* Work request:
Output exactly the lines below, starting with the line that has "brianbolt: I did" and going on through the line that has "- Changes made", both included, and no other lines.

* Available data:
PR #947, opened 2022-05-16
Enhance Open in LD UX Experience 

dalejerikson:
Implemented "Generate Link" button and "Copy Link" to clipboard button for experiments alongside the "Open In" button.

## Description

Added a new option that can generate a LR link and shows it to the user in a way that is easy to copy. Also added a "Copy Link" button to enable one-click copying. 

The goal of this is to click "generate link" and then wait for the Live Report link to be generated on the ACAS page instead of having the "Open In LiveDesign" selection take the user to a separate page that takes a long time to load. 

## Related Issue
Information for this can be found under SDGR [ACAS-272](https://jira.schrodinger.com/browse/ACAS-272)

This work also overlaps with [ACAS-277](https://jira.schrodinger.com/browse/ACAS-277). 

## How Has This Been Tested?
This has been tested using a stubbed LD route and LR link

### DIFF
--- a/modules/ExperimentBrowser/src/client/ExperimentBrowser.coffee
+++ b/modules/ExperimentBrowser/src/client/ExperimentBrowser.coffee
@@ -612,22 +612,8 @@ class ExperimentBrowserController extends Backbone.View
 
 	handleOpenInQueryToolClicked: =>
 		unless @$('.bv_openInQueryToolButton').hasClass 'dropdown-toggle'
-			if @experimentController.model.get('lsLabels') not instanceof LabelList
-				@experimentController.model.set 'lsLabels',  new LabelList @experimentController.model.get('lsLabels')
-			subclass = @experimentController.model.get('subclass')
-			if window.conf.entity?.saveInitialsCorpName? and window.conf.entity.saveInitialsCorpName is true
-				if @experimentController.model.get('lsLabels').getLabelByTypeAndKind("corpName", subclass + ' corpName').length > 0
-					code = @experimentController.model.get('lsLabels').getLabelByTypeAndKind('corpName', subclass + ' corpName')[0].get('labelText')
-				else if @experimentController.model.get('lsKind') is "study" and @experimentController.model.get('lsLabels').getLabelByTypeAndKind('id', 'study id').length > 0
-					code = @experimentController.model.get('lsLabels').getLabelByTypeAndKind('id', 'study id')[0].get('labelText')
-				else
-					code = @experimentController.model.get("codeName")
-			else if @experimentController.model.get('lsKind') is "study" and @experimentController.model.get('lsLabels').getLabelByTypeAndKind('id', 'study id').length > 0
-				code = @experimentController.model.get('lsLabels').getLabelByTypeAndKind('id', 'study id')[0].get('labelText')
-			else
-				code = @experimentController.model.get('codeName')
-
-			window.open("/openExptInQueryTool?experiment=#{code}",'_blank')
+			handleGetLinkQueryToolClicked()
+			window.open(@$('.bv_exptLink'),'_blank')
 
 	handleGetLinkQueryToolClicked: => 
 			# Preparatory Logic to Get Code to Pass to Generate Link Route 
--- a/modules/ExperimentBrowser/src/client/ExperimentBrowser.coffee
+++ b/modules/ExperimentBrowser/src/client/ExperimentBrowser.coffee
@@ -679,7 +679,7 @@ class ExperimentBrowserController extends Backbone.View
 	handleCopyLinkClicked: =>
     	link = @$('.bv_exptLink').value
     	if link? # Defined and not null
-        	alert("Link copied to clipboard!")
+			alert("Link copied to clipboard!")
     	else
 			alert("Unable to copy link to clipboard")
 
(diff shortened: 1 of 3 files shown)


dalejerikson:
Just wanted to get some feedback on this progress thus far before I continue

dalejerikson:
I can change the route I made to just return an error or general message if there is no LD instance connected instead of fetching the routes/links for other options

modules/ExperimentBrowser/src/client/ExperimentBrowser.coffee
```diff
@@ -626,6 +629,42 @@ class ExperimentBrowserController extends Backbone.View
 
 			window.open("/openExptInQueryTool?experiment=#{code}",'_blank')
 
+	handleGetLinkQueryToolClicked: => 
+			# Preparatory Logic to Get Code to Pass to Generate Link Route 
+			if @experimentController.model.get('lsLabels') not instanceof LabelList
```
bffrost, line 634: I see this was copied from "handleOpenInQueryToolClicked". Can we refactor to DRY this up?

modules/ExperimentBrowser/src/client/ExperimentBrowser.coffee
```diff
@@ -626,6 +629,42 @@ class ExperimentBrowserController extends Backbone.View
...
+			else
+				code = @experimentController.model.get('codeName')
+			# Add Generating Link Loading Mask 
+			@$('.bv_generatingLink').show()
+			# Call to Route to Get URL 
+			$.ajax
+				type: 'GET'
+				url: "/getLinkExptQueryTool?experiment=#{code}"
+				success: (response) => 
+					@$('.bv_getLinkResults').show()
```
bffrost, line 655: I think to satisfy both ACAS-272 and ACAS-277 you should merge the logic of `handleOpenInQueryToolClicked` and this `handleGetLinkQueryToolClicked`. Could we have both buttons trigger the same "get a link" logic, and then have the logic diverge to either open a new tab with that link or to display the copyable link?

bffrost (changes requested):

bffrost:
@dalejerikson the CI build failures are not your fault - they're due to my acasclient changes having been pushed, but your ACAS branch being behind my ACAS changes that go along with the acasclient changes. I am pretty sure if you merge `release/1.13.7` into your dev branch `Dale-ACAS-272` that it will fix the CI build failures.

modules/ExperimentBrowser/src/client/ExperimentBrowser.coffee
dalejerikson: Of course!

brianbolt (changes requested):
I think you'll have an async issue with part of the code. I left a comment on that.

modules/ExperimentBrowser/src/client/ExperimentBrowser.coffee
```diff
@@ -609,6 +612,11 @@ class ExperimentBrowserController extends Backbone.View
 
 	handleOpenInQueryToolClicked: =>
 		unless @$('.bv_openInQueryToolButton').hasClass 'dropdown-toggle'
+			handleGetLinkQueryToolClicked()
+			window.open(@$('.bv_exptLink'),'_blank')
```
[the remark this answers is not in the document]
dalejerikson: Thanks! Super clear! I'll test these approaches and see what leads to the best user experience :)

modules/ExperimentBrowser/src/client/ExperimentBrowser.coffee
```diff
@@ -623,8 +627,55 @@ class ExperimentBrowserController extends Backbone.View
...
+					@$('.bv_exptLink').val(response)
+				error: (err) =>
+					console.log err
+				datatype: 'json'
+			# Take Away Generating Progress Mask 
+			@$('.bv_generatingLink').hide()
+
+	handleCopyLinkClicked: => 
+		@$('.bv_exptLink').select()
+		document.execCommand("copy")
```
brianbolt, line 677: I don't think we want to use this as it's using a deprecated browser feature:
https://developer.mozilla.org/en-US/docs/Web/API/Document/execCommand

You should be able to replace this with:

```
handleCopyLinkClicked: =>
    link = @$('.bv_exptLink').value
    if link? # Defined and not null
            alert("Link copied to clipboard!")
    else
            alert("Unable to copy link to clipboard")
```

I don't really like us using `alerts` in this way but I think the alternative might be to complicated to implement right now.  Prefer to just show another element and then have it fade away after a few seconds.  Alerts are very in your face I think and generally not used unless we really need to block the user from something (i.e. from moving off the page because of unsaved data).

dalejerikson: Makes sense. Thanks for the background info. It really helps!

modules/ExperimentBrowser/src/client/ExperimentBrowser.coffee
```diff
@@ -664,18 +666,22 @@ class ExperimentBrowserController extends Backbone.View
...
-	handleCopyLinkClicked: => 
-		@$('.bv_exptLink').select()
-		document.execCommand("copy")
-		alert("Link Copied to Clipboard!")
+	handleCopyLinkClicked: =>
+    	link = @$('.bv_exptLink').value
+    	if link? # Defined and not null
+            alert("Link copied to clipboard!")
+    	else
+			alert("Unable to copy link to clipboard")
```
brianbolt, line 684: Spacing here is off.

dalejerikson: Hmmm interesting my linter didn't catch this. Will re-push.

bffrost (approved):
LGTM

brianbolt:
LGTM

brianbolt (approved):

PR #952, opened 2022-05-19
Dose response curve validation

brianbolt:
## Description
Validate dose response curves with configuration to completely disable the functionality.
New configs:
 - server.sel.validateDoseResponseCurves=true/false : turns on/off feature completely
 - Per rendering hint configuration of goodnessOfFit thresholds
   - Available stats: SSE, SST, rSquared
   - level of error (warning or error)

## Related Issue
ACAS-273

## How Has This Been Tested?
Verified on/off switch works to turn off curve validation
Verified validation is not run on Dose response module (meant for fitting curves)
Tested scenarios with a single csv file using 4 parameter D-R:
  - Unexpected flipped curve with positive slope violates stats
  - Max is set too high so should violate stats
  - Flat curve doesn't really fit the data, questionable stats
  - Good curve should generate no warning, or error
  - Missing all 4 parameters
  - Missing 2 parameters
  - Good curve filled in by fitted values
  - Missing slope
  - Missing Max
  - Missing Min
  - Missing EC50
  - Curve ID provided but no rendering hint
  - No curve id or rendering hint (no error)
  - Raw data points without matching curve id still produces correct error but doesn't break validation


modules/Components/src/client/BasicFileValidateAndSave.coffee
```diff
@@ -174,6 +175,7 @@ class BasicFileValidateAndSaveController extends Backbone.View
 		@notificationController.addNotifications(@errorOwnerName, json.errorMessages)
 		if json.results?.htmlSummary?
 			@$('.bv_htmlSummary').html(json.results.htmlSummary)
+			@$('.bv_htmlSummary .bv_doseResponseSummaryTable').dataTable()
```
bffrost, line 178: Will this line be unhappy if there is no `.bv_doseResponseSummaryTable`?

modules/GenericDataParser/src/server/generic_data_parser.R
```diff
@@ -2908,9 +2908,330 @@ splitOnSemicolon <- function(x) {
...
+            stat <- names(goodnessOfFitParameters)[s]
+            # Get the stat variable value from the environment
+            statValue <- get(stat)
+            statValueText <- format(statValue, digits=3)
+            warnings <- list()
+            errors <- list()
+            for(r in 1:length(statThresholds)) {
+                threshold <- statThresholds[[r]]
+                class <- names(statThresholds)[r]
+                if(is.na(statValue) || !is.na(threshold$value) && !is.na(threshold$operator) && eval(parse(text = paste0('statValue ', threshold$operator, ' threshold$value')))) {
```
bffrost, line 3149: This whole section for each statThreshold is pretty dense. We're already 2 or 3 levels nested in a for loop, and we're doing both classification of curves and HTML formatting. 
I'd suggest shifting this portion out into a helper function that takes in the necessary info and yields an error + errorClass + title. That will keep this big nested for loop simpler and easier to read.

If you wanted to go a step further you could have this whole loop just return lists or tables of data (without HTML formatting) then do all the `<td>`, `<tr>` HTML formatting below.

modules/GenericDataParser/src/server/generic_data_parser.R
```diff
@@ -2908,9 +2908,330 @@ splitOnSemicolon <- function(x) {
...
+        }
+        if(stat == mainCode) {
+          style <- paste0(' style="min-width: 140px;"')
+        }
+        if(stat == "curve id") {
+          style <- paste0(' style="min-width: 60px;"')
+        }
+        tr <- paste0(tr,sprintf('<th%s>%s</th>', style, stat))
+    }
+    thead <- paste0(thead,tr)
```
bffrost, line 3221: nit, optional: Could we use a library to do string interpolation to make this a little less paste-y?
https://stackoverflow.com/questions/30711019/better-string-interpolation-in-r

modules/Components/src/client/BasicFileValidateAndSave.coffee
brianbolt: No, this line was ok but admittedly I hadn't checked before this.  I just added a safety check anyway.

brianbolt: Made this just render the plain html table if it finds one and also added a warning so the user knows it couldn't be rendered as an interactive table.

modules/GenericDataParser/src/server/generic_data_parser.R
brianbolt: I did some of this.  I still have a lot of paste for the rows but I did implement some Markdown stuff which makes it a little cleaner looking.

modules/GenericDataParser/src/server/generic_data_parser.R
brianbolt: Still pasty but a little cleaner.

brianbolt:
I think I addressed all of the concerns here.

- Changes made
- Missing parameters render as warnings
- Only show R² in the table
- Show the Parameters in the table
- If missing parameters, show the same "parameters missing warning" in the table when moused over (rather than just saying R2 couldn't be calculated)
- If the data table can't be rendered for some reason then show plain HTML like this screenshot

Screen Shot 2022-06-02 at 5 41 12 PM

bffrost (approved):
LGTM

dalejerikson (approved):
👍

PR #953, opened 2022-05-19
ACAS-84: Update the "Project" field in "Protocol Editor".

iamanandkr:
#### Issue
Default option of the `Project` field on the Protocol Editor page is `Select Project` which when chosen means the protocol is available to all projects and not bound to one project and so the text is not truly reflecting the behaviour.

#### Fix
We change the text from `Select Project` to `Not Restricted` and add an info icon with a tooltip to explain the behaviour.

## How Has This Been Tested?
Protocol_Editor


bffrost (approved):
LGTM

* Exercise solution:
brianbolt: I did some of this.  I still have a lot of paste for the rows but I did implement some Markdown stuff which makes it a little cleaner looking.

modules/GenericDataParser/src/server/generic_data_parser.R
brianbolt: Still pasty but a little cleaner.

brianbolt:
I think I addressed all of the concerns here.

- Changes made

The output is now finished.